> [Provided data]:
PR #330, opened 2016-01-09
do not fail on non-default naming strategies

### LINKED ISSUE #309: SchemaException when using symfony 2.7 and persistence.orm.enabled:tue
after composer require symfony-cmf/routing-bundle

config.yml:

```
cmf_routing:
    chain:
        routers_by_id:
            cmf_routing.dynamic_router: 200
            router.default:             100
    dynamic:
            persistence:
                orm:
                    enabled:      true
                  
```

and register in AppKernel.php

on command line
```
php app/console doctrine:schema:update --dump-sql
```

will throw an Exception in symfony 2.7 with orm

```
Doctrine\DBAL\Schema\SchemaException]                              
  There is no column with name 'staticPrefix' on table 'orm_routes'.  
                                                                    
```

the table is not even created yet.

When creating a new symfony demo project (which uses sqlite) it works fine.
But not with pdo_mysql

dbu:
hardcode column names that are used in index definitions to not fail on non-default naming strategies.

as far as i can tell, this should be no BC break, as non-default naming strategies previously must have lead to an error as described in #309. if the user overwrote the mapping, they will not see the change we do here.

fix #309

### DIFF
--- a/Resources/config/doctrine-model/Route.orm.xml
+++ b/Resources/config/doctrine-model/Route.orm.xml
@@ -4,10 +4,10 @@
 
     <mapped-superclass name="Symfony\Cmf\Bundle\RoutingBundle\Model\Route">
         <field name="variablePattern" type="string" nullable="true"/>
-        <field name="staticPrefix" type="string" nullable="true"/>
+        <!-- we hardcode the column name to overwrite column naming strategies as we have to define the index on the column name -->
+        <field name="staticPrefix" type="string" nullable="true" column="staticPrefix"/>
 
         <indexes>
-            <index name="name_idx" columns="name"/>
             <index name="prefix_idx" columns="staticPrefix"/>
         </indexes>
     </mapped-superclass>
--- a/Resources/config/doctrine-orm/Route.orm.xml
+++ b/Resources/config/doctrine-orm/Route.orm.xml
@@ -8,8 +8,13 @@
             <generator strategy="AUTO"/>
         </id>
 
-        <field name="name" type="string" unique="true"/>
+        <!-- we hardcode the column name to overwrite column naming strategies as we have to define the index on the column name -->
+        <field name="name" type="string" unique="true" column="name"/>
         <field name="position" type="integer"/>
+
+        <indexes>
+            <index name="name_idx" columns="name"/>
+        </indexes>
 
     </entity>
 
--- a/CHANGELOG.md
+++ b/CHANGELOG.md
@@ -1,9 +1,16 @@
 Changelog
 =========
 
+* **2016-01-09**: [ORM] Hardcoded some column names to match what we index on to avoid
+  issues with non-default `orm.naming_strategy`. It is now safe to use a non-default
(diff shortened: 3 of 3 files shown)


Resources/config/doctrine-model/Route.orm.xml
```diff
@@ -4,10 +4,10 @@
 
     <mapped-superclass name="Symfony\Cmf\Bundle\RoutingBundle\Model\Route">
         <field name="variablePattern" type="string" nullable="true"/>
-        <field name="staticPrefix" type="string" nullable="true"/>
+        <!-- we hardcode the column name to overwrite column naming strategies as we have to define the index on the column name -->
+        <field name="staticPrefix" type="string" nullable="true" column="staticPrefix"/>
 
         <indexes>
-            <index name="name_idx" columns="name"/>
```
dbu: the name field is not defined in the Model class, only in the Doctrine\ORM class. moved it down - i hope it is possible to add indexes from several mapping files.

Resources/config/doctrine-orm/Route.orm.xml
```diff
@@ -8,9 +8,14 @@
             <generator strategy="AUTO"/>
         </id>
 
-        <field name="name" type="string" unique="true"/>
+        <!-- we hardcode the column name to overwrite column naming strategies as we have to define the index on the column name -->
+        <field name="name" type="string" unique="true" column="name"/>
```
dbu: not sure what strategy could make this fail, but better be safe.

dbu:
@ocramius is this what you meant by "prefixing" in https://github.com/symfony-cmf/RoutingBundle/issues/309#issuecomment-170225637 ?

dbu:
@Nielsb85 @steve-todorov does this look like it would fix the issue you described in #309?

Ocramius:
@dbu I sadly don't know this config format, and therefore can't answer your question :-(

dbu:
@Ocramius its the same for all mappings, e.g. annotations has this: https://github.com/doctrine/doctrine2/blob/master/lib/Doctrine/ORM/Mapping/Index.php . they are all based on the column name and no way to specify the field of the entity and have the column looked up from the evaluated metadata.

dbu:
@Nilsb85 would you mind checking if this fix works for you?

Nielsb85:
@dbu will check asap. I hope somewhere beginning of next week.
thanks.

dbu:
thanks. i merge this now so that we can tag RC1. looking forward to your feedback, we can still fix things until next week and then release a stable 1.4.0

Nielsb85:
@dbu the schema is updated successfully. There is a minor inconsistency now with the column name staticPrefix, which is the only column that is now in camel case while the rest is using underscore. But it does fix the problem I described.

dbu:
thanks for the follow-up. yes, that can't be avoided without overwritting the mapping in your project, unfortunately. at least the configuration setting now does not break the application anymore.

> [Task brief]:
Every record shown above should be written out again exactly.

> [Answer section]:
PR #330, opened 2016-01-09
do not fail on non-default naming strategies

### LINKED ISSUE #309: SchemaException when using symfony 2.7 and persistence.orm.enabled:tue
after composer require symfony-cmf/routing-bundle

config.yml:

```
cmf_routing:
    chain:
        routers_by_id:
            cmf_routing.dynamic_router: 200
            router.default:             100
    dynamic:
            persistence:
                orm:
                    enabled:      true
                  
```

and register in AppKernel.php

on command line
```
php app/console doctrine:schema:update --dump-sql
```

will throw an Exception in symfony 2.7 with orm

```
Doctrine\DBAL\Schema\SchemaException]                              
  There is no column with name 'staticPrefix' on table 'orm_routes'.  
                                                                    
```

the table is not even created yet.

When creating a new symfony demo project (which uses sqlite) it works fine.
But not with pdo_mysql

dbu:
hardcode column names that are used in index definitions to not fail on non-default naming strategies.

as far as i can tell, this should be no BC break, as non-default naming strategies previously must have lead to an error as described in #309. if the user overwrote the mapping, they will not see the change we do here.

fix #309

### DIFF
--- a/Resources/config/doctrine-model/Route.orm.xml
+++ b/Resources/config/doctrine-model/Route.orm.xml
@@ -4,10 +4,10 @@
 
     <mapped-superclass name="Symfony\Cmf\Bundle\RoutingBundle\Model\Route">
         <field name="variablePattern" type="string" nullable="true"/>
-        <field name="staticPrefix" type="string" nullable="true"/>
+        <!-- we hardcode the column name to overwrite column naming strategies as we have to define the index on the column name -->
+        <field name="staticPrefix" type="string" nullable="true" column="staticPrefix"/>
 
         <indexes>
-            <index name="name_idx" columns="name"/>
             <index name="prefix_idx" columns="staticPrefix"/>
         </indexes>
     </mapped-superclass>
--- a/Resources/config/doctrine-orm/Route.orm.xml
+++ b/Resources/config/doctrine-orm/Route.orm.xml
@@ -8,8 +8,13 @@
             <generator strategy="AUTO"/>
         </id>
 
-        <field name="name" type="string" unique="true"/>
+        <!-- we hardcode the column name to overwrite column naming strategies as we have to define the index on the column name -->
+        <field name="name" type="string" unique="true" column="name"/>
         <field name="position" type="integer"/>
+
+        <indexes>
+            <index name="name_idx" columns="name"/>
+        </indexes>
 
     </entity>
 
--- a/CHANGELOG.md
+++ b/CHANGELOG.md
@@ -1,9 +1,16 @@
 Changelog
 =========
 
+* **2016-01-09**: [ORM] Hardcoded some column names to match what we index on to avoid
+  issues with non-default `orm.naming_strategy`. It is now safe to use a non-default
(diff shortened: 3 of 3 files shown)


Resources/config/doctrine-model/Route.orm.xml
```diff
@@ -4,10 +4,10 @@
 
     <mapped-superclass name="Symfony\Cmf\Bundle\RoutingBundle\Model\Route">
         <field name="variablePattern" type="string" nullable="true"/>
-        <field name="staticPrefix" type="string" nullable="true"/>
+        <!-- we hardcode the column name to overwrite column naming strategies as we have to define the index on the column name -->
+        <field name="staticPrefix" type="string" nullable="true" column="staticPrefix"/>
 
         <indexes>
-            <index name="name_idx" columns="name"/>
```
dbu: the name field is not defined in the Model class, only in the Doctrine\ORM class. moved it down - i hope it is possible to add indexes from several mapping files.

Resources/config/doctrine-orm/Route.orm.xml
```diff
@@ -8,9 +8,14 @@
             <generator strategy="AUTO"/>
         </id>
 
-        <field name="name" type="string" unique="true"/>
+        <!-- we hardcode the column name to overwrite column naming strategies as we have to define the index on the column name -->
+        <field name="name" type="string" unique="true" column="name"/>
```
dbu: not sure what strategy could make this fail, but better be safe.

dbu:
@ocramius is this what you meant by "prefixing" in https://github.com/symfony-cmf/RoutingBundle/issues/309#issuecomment-170225637 ?

dbu:
@Nielsb85 @steve-todorov does this look like it would fix the issue you described in #309?

Ocramius:
@dbu I sadly don't know this config format, and therefore can't answer your question :-(

dbu:
@Ocramius its the same for all mappings, e.g. annotations has this: https://github.com/doctrine/doctrine2/blob/master/lib/Doctrine/ORM/Mapping/Index.php . they are all based on the column name and no way to specify the field of the entity and have the column looked up from the evaluated metadata.

dbu:
@Nilsb85 would you mind checking if this fix works for you?

Nielsb85:
@dbu will check asap. I hope somewhere beginning of next week.
thanks.

dbu:
thanks. i merge this now so that we can tag RC1. looking forward to your feedback, we can still fix things until next week and then release a stable 1.4.0

Nielsb85:
@dbu the schema is updated successfully. There is a minor inconsistency now with the column name staticPrefix, which is the only column that is now in camel case while the rest is using underscore. But it does fix the problem I described.

dbu:
thanks for the follow-up. yes, that can't be avoided without overwritting the mapping in your project, unfortunately. at least the configuration setting now does not break the application anymore.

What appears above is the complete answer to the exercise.